02What’s the best career advice you’ve ever received?

The best career advice I ever received came from a great friend of mine, Marina de Vibeva, who is the founder of DVC Collective, a big venture fund. She told me that everything is a compound effect. This advice really stuck with me because at one point when I was already ready to give up on my association, I didn't give up because of this wisdom. Understanding that success builds over time through consistent effort, even when you don't see immediate results, has been probably the most important lesson in my career.

03What advice would you give to young women entering your industry?

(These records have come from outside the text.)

Issue #43385, opened 2017-09-07
salt-ssh minion logfile location is hard-coded


duk3luk3:
### Description of Issue/Question

Salt-SSH hardcodes the location of the minion logfile by overriding any options set in the config.

This means there is no way to get the minion logs when using --wipe, since the logs will be inside the wiped deployment directory.

The ideal solution here would be to transfer the minion log back to the master after execution, so that '--wipe' can actually be trusted not to leave data on the minion, but in the absence of that option, allowing that the log is stored in a custom location on the minion is necessary.

### Setup

Any

### Steps to Reproduce Issue

This config in the master config file should redirect the config:

```
ssh_minion_opts:
  log_file: /var/log/salt/minion
```

However, it is always overwritten by the salt-ssh initialization code (line 890 in the snippet below).

https://github.com/saltstack/salt/blob/1ddf818b4102aba43cb4775fcb3db9f0b6bc2fb1/salt/client/ssh/__init__.py#L878-L892

### Versions Report

```
$ salt-ssh --versions-report                                                                                                                                                                                                                   
Salt Version:
           Salt: 2017.7.0-539-g1ddf818
  
Dependency Versions:
           cffi: Not Installed
       cherrypy: Not Installed
       dateutil: 2.6.1
      docker-py: Not Installed
          gitdb: Not Installed
      gitpython: Not Installed
          ioflo: Not Installed
         Jinja2: 2.9.6
        libgit2: Not Installed
        libnacl: Not Installed
       M2Crypto: Not Installed
           Mako: Not Installed
   msgpack-pure: Not Installed
 msgpack-python: 0.4.8
   mysql-python: Not Installed
      pycparser: Not Installed
       pycrypto: 2.6.1
   pycryptodome: Not Installed
         pygit2: Not Installed
         Python: 2.7.6 (default, Jun 22 2015, 17:58:13)
   python-gnupg: Not Installed
         PyYAML: 3.12
          PyZMQ: 16.0.2
           RAET: Not Installed
          smmap: Not Installed
        timelib: Not Installed
        Tornado: 4.5.1
            ZMQ: 4.1.6
 
System Versions:
           dist: Ubuntu 14.04 trusty
         locale: UTF-8
        machine: x86_64
        release: 3.13.0-117-generic
         system: Linux
        version: Ubuntu 14.04 trusty
```

garethgreenaway:
@duk3luk3 Thanks for the report.  Approving this for a future feature addition.

[...]

PR #45972, opened 2018-02-11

My advice to young women entering this industry is to trust your intuition and your heart. If there's something you want to do, but there are a lot of things stopping you like consequences, circumstances, lack of support, or just not knowing how to do things, you still need to try to do it. If you already have it in your heart, this is something you have to try because it could be the greatest dream come true for you. Follow your heart and follow your dreams, and just try the first easy steps, because after that, usually another door opens and you can achieve extremely amazing things. Don't let obstacles prevent you from pursuing what you're passionate about.

04What are the biggest challenges or opportunities in your field right now?

The biggest challenge in the community and association field is the compound effect. In the beginning, you just do, do, do, and you feel no results. Sometimes you feel so overwhelmed that you're trying to do a good thing, but you don't get a response right away. The challenge is not to give up and push through the deadline. I invested more than $200,000 from my own money in the beginning just to keep it up and start the association working, to find out the right business model, the right product, the right offer to make women really involved. I wanted to create a unique space where there's a lot of topics discussed, not just another chat where you join and there's nothing happening. We now do 20 events per month with lots of different activities. The biggest challenge was just to keep it up, even when no one supported me and the result wasn't great at the beginning and it didn't generate any money. But I just kept going, and eventually it worked out.

05What values are most important to you in your work and personal life?

For me, work and personal life are not divided. It's one thing. This is a great sister value. I live by what I do. This is my mission. The mission of my association is to elevate the mindfulness of humanity through the hearts of women. I'm very dedicated to this mission and I want to empower women. My personal life is greatly involved in my work, and my work is greatly involved in my personal life. They are completely integrated because this is not just what I do, it's who I am and what I'm passionate about.